Document Detail

Reduced degeneration of dopaminergic terminals and accentuated astrocyte activation by high dose methamphetamine administration in nociceptin receptor knock out mice.
MedLine Citation:
PMID:  20025929     Owner:  NLM     Status:  MEDLINE    
A major pathology of methamphetamine abuse is loss of dopaminergic function due to destruction of dopaminergic terminals, especially in the striatum. This process is accompanied by gliosis by astrocytes and microglia. Here, we evaluated the function of endogenous nociceptin/orphanin FQ in these events using nociceptin receptor (NOP) knockout mice. Wild-type and knockout mice were injected systemically either saline vehicle or 5mg/kg methamphetamine four times interspersed by 2h intervals. Three days later, brains were immunohistochemically processed to visualize methamphetamine-induced loss of tyrosine hydroxylase (as a marker of damage to dopamine terminals), glial fibrillary acidic protein (GFAP, as a marker of astrocytes), and ionized calcium-binding adapter molecule 1 (lba-1, as a marker of microglia) in the striatum.

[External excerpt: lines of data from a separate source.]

PR #3590, opened 2023-09-07
add task solution but failed the tests) Help

mr-prophet:
[DEMO LINK](https://mr-prophet.github.io/layout_stars/)
- [TEST REPORT LINK](https://mr-prophet.github.io/layout_stars/report/html_report/)
what is the problem?)

### DIFF
--- a/src/index.html
+++ b/src/index.html
@@ -8,6 +8,49 @@
     <link rel="stylesheet" href="./style.css">
   </head>
   <body>
-    <h1>Stars</h1>
+    <div class="stars--block">
+      <ul class="stars stars--0">
+        <li class="stars__star"></li>
+        <li class="stars__star"></li>
+        <li class="stars__star"></li>
+        <li class="stars__star"></li>
+        <li class="stars__star"></li>
+      </ul>
+      <ul class="stars stars--1">
+        <li class="stars__star stars__star_active"></li>
+        <li class="stars__star"></li>
+        <li class="stars__star"></li>
+        <li class="stars__star"></li>
+        <li class="stars__star"></li>
+      </ul>
+      <ul class="stars stars--2">
+        <li class="stars__star stars__star_active"></li>
+        <li class="stars__star stars__star_active"></li>
+        <li class="stars__star"></li>
+        <li class="stars__star"></li>
+        <li class="stars__star"></li>
+      </ul>
+      <ul class="stars stars--3">
+        <li class="stars__star stars__star_active"></li>
+        <li class="stars__star stars__star_active"></li>
+        <li class="stars__star stars__star_active"></li>
+        <li class="stars__star"></li>
+        <li class="stars__star"></li>
+      </ul>
+      <ul class="stars stars--4">
+        <li class="stars__star stars__star_active"></li>
+        <li class="stars__star stars__star_active"></li>
+        <li class="stars__star stars__star_active"></li>
+        <li class="stars__star stars__star_active"></li>
+        <li class="stars__star"></li>
+      </ul>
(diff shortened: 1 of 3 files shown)


src/style.css
```diff
@@ -0,0 +1,63 @@
...
+}
+
+/* Block stars */
+
+.stars--block {
+  display: flex;
+  flex-direction: column;
+  justify-content: space-between;
+  height: 96px;
+  width: 96px;
```
Esceype, line 23: Checklist 3

src/style.css
```diff
@@ -0,0 +1,63 @@
...
+}
+
+.stars {
+  display: flex;
+  justify-content: space-between;
```
Esceype, line 28: You don`t need it after you will remove the fixed container size

src/style.css
```diff
@@ -0,0 +1,63 @@
...
+}
+
+.stars__star {
```
Esceype, line 31: Should have margin-right: 4px but not for the last one in row

src/style.css
```diff
@@ -0,0 +1,63 @@
...
+  background-image: url(images/star-active.svg);
+}
+
+.stars--4 .stars__star:nth-child(-n+4) {
+  background-image: url(images/star-active.svg);
+}
+
+.stars--5 .stars__star:nth-child(-n+5) {
+  background-image: url(images/star-active.svg);
+}
```
Esceype, line 63: Should be from 0-5, so enable commented code and make it like in checklist point number 2

src/index.html
```diff
@@ -8,6 +8,49 @@
...
+    <div class="stars--block">
+      <ul class="stars stars--0">
+        <li class="stars__star"></li>
+        <li class="stars__star"></li>
+        <li class="stars__star"></li>
+        <li class="stars__star"></li>
+        <li class="stars__star"></li>
+      </ul>
+      <ul class="stars stars--1">
+        <li class="stars__star stars__star_active"></li>
```
Esceype, line 20: You should have only one class here and in the same cases where you use additional class for active star. 
The number of active stars must be specified in the modifier, which is defined in the container for each row of stars

src/style.css
```diff
@@ -0,0 +1,63 @@
+/* Reset and base styles  */
+
+body {
+  margin: 0;
+  padding: 0;
+}
+
+ul,
+li {
+  display: flex;
```
Esceype, line 10: You don't need to specify additional styles props for tags where you use classes directly, class selectors are more specific, so this definition doesn't make sense

src/style.css
```diff
@@ -0,0 +1,63 @@
...
+  margin: 0;
+  list-style: none;
+}
+
+/* Block stars */
+
+.stars--block {
+  display: flex;
+  flex-direction: column;
+  justify-content: space-between;
```
Esceype, line 21: Remove it cause you don`t need space between rows

src/style.css
```diff
@@ -0,0 +1,63 @@
+/* Reset and base styles  */
+
+body {
+  margin: 0;
+  padding: 0;
```
Esceype, line 5: body haven`t paddings

Esceype (changes requested):
At all good job, leave several comments to improve code style and use it to try pass tests

mykhalenych (changes requested):
I don't see any changed from previous review, did you push your code?

mr-prophet:
yes

mr-prophet:
sorry, made a mistake while saving

mykhalenych (changes requested):
almost done

mykhalenych (approved):

PR #3598, opened 2023-09-11
add task solution

BodyaRespect:
- [DEMO LINK](https://BodyaRespect.github.io/layout_stars/)
- [TEST REPORT LINK](https://BodyaRespect.github.io/layout_stars/report/html_report/)

### DIFF
--- a/src/style.css
+++ b/src/style.css
@@ -1,0 +1,24 @@
+body {
+  margin: 0;
+}
+
+.stars {
+  display: flex;
+}
+
+.stars_star {
+  width: 16px;
+  height: 16px;
+  margin-right: 4px;
+  background-image: url(./images/star.svg);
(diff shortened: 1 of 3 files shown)


src/style.css
```diff
@@ -0,0 +1,24 @@
...
+  display: flex;
+}
+
+.stars_star {
+  width: 16px;
+  height: 16px;
+  margin-right: 4px;
+  background-image: url(./images/star.svg);
+  background-position: center;
+  background-repeat: no-repeat;
```
loralevitska, line 15: Combine with [`background` property](https://developer.mozilla.org/en-US/docs/Web/CSS/background)

loralevitska (approved):
Almost perfect) Check my comments for improvement

PR #3605, opened 2023-09-14
add task solution

indigo04:
https://indigo04.github.io/layout_stars/
https://indigo04.github.io/layout_stars/report/html_report/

Methamphetamine treatment induced an approximately 80% loss of tyrosine hydroxylase-immunoreactivity, and this effect was mildly attenuated in NOP receptor knockout mice. There was a large increase (approximately 15-fold) in GFAP-immunoreactivity in methamphetamine-treated wild-type mice, which was almost two times larger still in NOP receptor knockout mice. In contrast, Iba-1 immunostaining was only modestly increased (approximately 30%) by methamphetamine treatment, and there were no difference between genotypes. Finally, there were no genotype-dependent differences in hyperthermic responses to methamphetamine. These results indicate that endogenous nociceptin/orphanin FQ exacerbates the neurotoxic effects of methamphetamine on striatal dopamine neurons, and suggests this is due in part to an astrocyte-mediated event.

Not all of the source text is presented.